Common Foot Problems

List of Common Foot Problems - Orthotic Shop

Common Foot Problems:

Painful heels
Pain under the heel, particularly first thing in the morning, can indicate poor foot function. Wearing orthotics (insoles) in your shoes can often help alleviate the pain.

Tired aching feet/flat feet
Caused by poor foot function and complicated by standing or walking for long periods of time, pregnancy and by being overweight. Orthotics (insoles) can help improve foot function and relieve discomfort.

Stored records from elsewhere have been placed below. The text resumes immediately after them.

PR #548, opened 2013-11-11
k-means bug len() of map object

ibarria0:
In python3, map evaluates to a map object instead of a list and you cant do len() on them.

This causes line 138 in kmeans.py to fail since self._means is a map object

``` python
for index in range(len(self._means)):
```

I changed the definition of self._means to a list comprehension in line 124

``` python
# recalculate cluster means by computing the centroid of each cluster
new_means = [self._centroid(cluster,mean) for cluster,mean in zip(clusters, self._means)]
...
self._means = new_means
```

### DIFF
--- a/nltk/cluster/kmeans.py
+++ b/nltk/cluster/kmeans.py
@@ -121,8 +121,8 @@ class KMeansClusterer(VectorSpaceClusterer):
                     #print '  mean', i, 'allocated', len(clusters[i]), 'vectors'
 
                 # recalculate cluster means by computing the centroid of each cluster
-                new_means = [self._centroid(cluster,mean) for cluster,mean in zip(clusters, self._means)]
-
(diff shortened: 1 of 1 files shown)


ibarria0:
created a pull request which references this

kmike:
@ibarria0, I think `list(map(...))` vs `[...]` is not very important (there is no consistent style for that in nltk). `list(map(...))` is shorter, but list comp is also fine as long as it follows pep8 (currently the line is too long and there is a missing space after comma). These issues are very minor, and you've fixed a real bug, but is better to fix the formatting.

ibarria0:
Yes, I will switch it to list(map(....)) immediately.

kmike:
Thanks!

heatherleaf:
@kmike, it seems you merged into the very old and obsolete(?) 2and3 branch.

kmike:
oops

Hallux Valgus (commonly called bunions)
Poor foot function and badly fitting shoes can produce misshapened bones in the 1st toe joint. Wearing orthotics (insoles) in your shoes can help control poor foot function, delay the development of this condition and reduce pain. An important part of treatment is wearing shoes that conform to the shape of the foot and do not cause pressure areas.

Corns / Callus
A corn is a small conical shaped area of hard dead skin which presses on the underlying nerve endings and can often cause intense pain. They are caused by friction and pressure from shoes and the ground surface. They can be found anywhere on the foot but are more commonly found on the ball of the foot and on the top of the toes. Occasionally they are found between the toes. They are often easily removed or reduced in size giving instant relief from pain.Treatment involves relieving the pressure on the skin, usually by modifying the shoe. Pads or toe separators to relieve the bony pressure are helpful, but they must be positioned carefully. On occasion, surgery is necessary to remove a bony prominence that causes the corn or callus.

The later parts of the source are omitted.